§ REQUIRED ACTION: Copy the lines exactly. Begin at the first line of the data and stop after the line with "- name: clear-caches".

Dataset entries
PR #4078, opened 2024-11-10
chore: Fix permissions for clear-pr-caches job

KapJI:
`DELETE /actions/caches` endpoint required `action: write` permission.

Failed job: https://github.com/twpayne/chezmoi/actions/runs/11769128068/job/32779753381

### DIFF
--- a/.github/workflows/clear-pr-caches.yml
+++ b/.github/workflows/clear-pr-caches.yml
@@ -7,6 +7,8 @@ on:
 jobs:
   clear-caches:
     runs-on: ubuntu-22.04
+    permissions:
+      actions: write
     steps:
       - name: clear-caches
         uses: theAngularGuy/clear-cache-of-pull-request@60c83956d63c7b3745d6cde10d711aa0e50c2501


twpayne:
Thanks!

twpayne:
Hmm, it looks like there's still a problem here: https://github.com/twpayne/chezmoi/actions/runs/11778245494/job/32804280956

KapJI:
After this change permissions changed from
```
GITHUB_TOKEN Permissions
  Actions: read
  Attestations: read
  Checks: read
  Contents: read
  Deployments: read
  Discussions: read
  Issues: read
  Metadata: read
  Packages: read
  Pages: read
  PullRequests: read
  RepositoryProjects: read
  SecurityEvents: read
  Statuses: read
```
to
```
GITHUB_TOKEN Permissions
  Actions: read
  Metadata: read
```

This is very likely caused by this setting in Settings->Actions->General. It looks like even explicit write permission in job config is not enough and you need to change that setting.
Screenshot 2024-11-11 at 12 42 23

KapJI:
It seems there is third option. `lock-thread` workflow shows that it's possible to set write permissions on workflow level.

PR #4081, opened 2024-11-11
chore: Set permissions for clear-pr-caches workflow

KapJI:
It seems write permission can't be set on job level, but can be set on workflow level, similar to how `lock-threads` does this.

### DIFF
--- a/.github/workflows/clear-pr-caches.yml
+++ b/.github/workflows/clear-pr-caches.yml
@@ -4,11 +4,12 @@ on:
   pull_request:
     types: [ closed ]
 
+permissions:
+  actions: write
+
 jobs:
   clear-caches:
     runs-on: ubuntu-22.04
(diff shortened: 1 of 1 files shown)


twpayne:
Thanks for the speedy fix! I'll keep an eye on the jobs and report back.

KapJI:
It seems it's more complicated.

This run correctly got `actions: write` permission: https://github.com/twpayne/chezmoi/actions/runs/11779026623/job/32806621771

Even though it was set on job level before this fix.

This run after the fix didn't get it: https://github.com/twpayne/chezmoi/actions/runs/11779169579/workflow

I think in the first case workflow runs in context of this repository, in the failing case it ran in context of my fork which doesn't get write permissions. Probably changing trigger to `pull_request_target` may help.

PR #4086, opened 2024-11-13
chore: Use .github/actions/setup-go in govulncheck

KapJI:
* Use common action to deduplicate code.
* Dedicated cache entry for govulncheck shouldn't be needed. Reuse one from linux tests. Saves 250 MB.


twpayne:
Thank you :)

PR #4097, opened 2024-11-19
chore: Tune Windows tests split

KapJI:
Tests on Windows perform differently than on Linux and the second group is significantly slower. Split them more evenly.


twpayne:
Thank you very much again!

PR #4096, opened 2024-11-19
Add Arabic resources to the docs

mohamedhany01:
This is such a great tool! 

I was looking for a simple guide to understand the workflow of Chezmoi, but I found that the tutorial and official documentation were a bit unclear in some parts. As a result, I had to rely on trial and error :) to figure out how things work.

Unfortunately, I couldn't find a guide in Arabic in the official documentation, so I decided to create one after learning the key concepts, such as:
- Basic Workflow
- Templating
- Encryption

I hope this guide is helpful and contributes to making the official documentation even more comprehensive!

PR #4121, opened 2024-12-07
fix: YAML parsing error by escaping `|` in `title`

mohamedhany01:
**Root Cause**
The YAML parser interprets the vertical bar `|` in the title as a special character, causing a parsing error. In YAML, `|` is used for literal block scalars, so when it appears in a string, it needs to be escaped to avoid misinterpretation.

**Fix**
Escape the `|` character in the title to prevent YAML parsing issues in HTML docs. The vertical bar is interpreted as a special character in YAML, so adding a backslash `\|` resolves the issue.

Relevant link: https://github.com/twpayne/chezmoi/pull/4096

I couldn't find any configuration in the [[MkDocs documentation](https://www.mkdocs.org/user-guide/configuration/)](https://www.mkdocs.org/user-guide/configuration/) to resolve this bug, and I'm unsure of an alternative fix.

I tried using `""` and `>` in the YAML syntax, but neither worked. Only escaping the character with `\` solved the issue.

### DIFF
--- a/assets/chezmoi.io/docs/links/videos.md.yaml
+++ b/assets/chezmoi.io/docs/links/videos.md.yaml
@@ -60,5 +60,5 @@ videos:
 - date: '2024-11-18'
   version: 2.54.0
   lang: AR
-  title: 'Chezmoi, Dotfiles, Workflow, Templates and Encryption | Arabic شرح'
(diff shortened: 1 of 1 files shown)


twpayne:
Great catch, thanks!

PR #4128, opened 2024-12-09
fix: More reliable arch detection in install.ps1

KapJI:
Value returned by `(Get-CimInstance -Class Win32_OperatingSystem).OSArchitecture` is locale dependant.

This version should work the same for any locale. And it works both in powershell.exe and pwsh.exe.

Fixes #4127

PR #4129, opened 2024-12-09
chore: Run single Ubuntu build if there are no code changes

KapJI:
In #4128 we noticed that `test-ubuntu` is running 4 times in different configurations. But because testing is omitted there, all jobs are essentially running the same build. There is no need to do it more than once.

Unfortunately, `matrix` variable is not available on job level (https://github.com/actions/runner/issues/1985), so I added it to every step to make other 3 jobs empty.


twpayne:
Thank you!

PR #4132, opened 2024-12-10
feat: Warn about future removal of insecure hashes

twpayne:
I'd like to remove insecure hashes/checksums in the future.

I suspect that these are rarely used, but I don't want to break people who are relying on this feature now, so this PR only adds a warning for now.

### DIFF
--- a/internal/chezmoi/sourcestate.go
+++ b/internal/chezmoi/sourcestate.go
@@ -88,6 +88,9 @@ type externalPull struct {
 	Args []string `json:"args" toml:"args" yaml:"args"`
 }
 
+// A WarnFunc is a function that warns the user.
+type WarnFunc func(string, ...any)
+
 // An External is an external source.
 type External struct {
 	Type            ExternalType      `json:"type"            toml:"type"            yaml:"type"`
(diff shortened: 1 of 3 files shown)


internal/chezmoi/sourcestate.go
```diff
@@ -1692,20 +1703,23 @@ func (s *SourceState) getExternalData(
 	var errs []error
 
 	if external.Checksum.Size != 0 {
+		s.warnFunc("%s: warning: insecure size check will be removed, use a secure hash like SHA256 instead\n", externalRelPath)
```
halostatue, line 1706: `size` should be permitted *in conjunction* with the more secure `sha256` et al  as it would help prevent length extension attacks. (IIRC, `sha384` is resistant.)

halostatue (commented):
It looks good, but I think a more subtle approach with `size` is called for.

internal/chezmoi/sourcestate.go
twpayne: Thanks for the review. I've update the PR to allow size when specified with a secure hash like SHA256, SHA384, or SHA512.

PR #4140, opened 2024-12-14
feat: Add no as an alias for skip when prompting to overwrite

twpayne:


KapJI:
I don't get why this is useful.

It's clear what "skip" does, but "no" is not as self descriptive and it creates confusion as difference between options isn't obvious.

twpayne:
Fair enough. I thought chezmoi was asking a clear yes/no question, but it's not, so I'll not add the "no" option.

```console
$ chezmoi apply ~/.zshrc
.zshrc has changed since chezmoi last wrote it? (diff/overwrite/all-overwrite/skip/quit)
```

PR #4153, opened 2024-12-22
docs: add os related scripts

franzudev:
While composing my dotfiles and searching around, I've found out this useful feature in [twpayne/dotfiles - .chezmoiscripts](https://github.com/twpayne/dotfiles/tree/master/home/.chezmoiscripts), but I've found that it is not documented.
I hope this can help.

### DIFF
--- a/assets/chezmoi.io/docs/reference/special-directories/chezmoiscripts.md
+++ b/assets/chezmoi.io/docs/reference/special-directories/chezmoiscripts.md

§ ANSWER TO THIS PROBLEM:
PR #4078, opened 2024-11-10
chore: Fix permissions for clear-pr-caches job

KapJI:
`DELETE /actions/caches` endpoint required `action: write` permission.

Failed job: https://github.com/twpayne/chezmoi/actions/runs/11769128068/job/32779753381

### DIFF
--- a/.github/workflows/clear-pr-caches.yml
+++ b/.github/workflows/clear-pr-caches.yml
@@ -7,6 +7,8 @@ on:
 jobs:
   clear-caches:
     runs-on: ubuntu-22.04
+    permissions:
+      actions: write
     steps:
       - name: clear-caches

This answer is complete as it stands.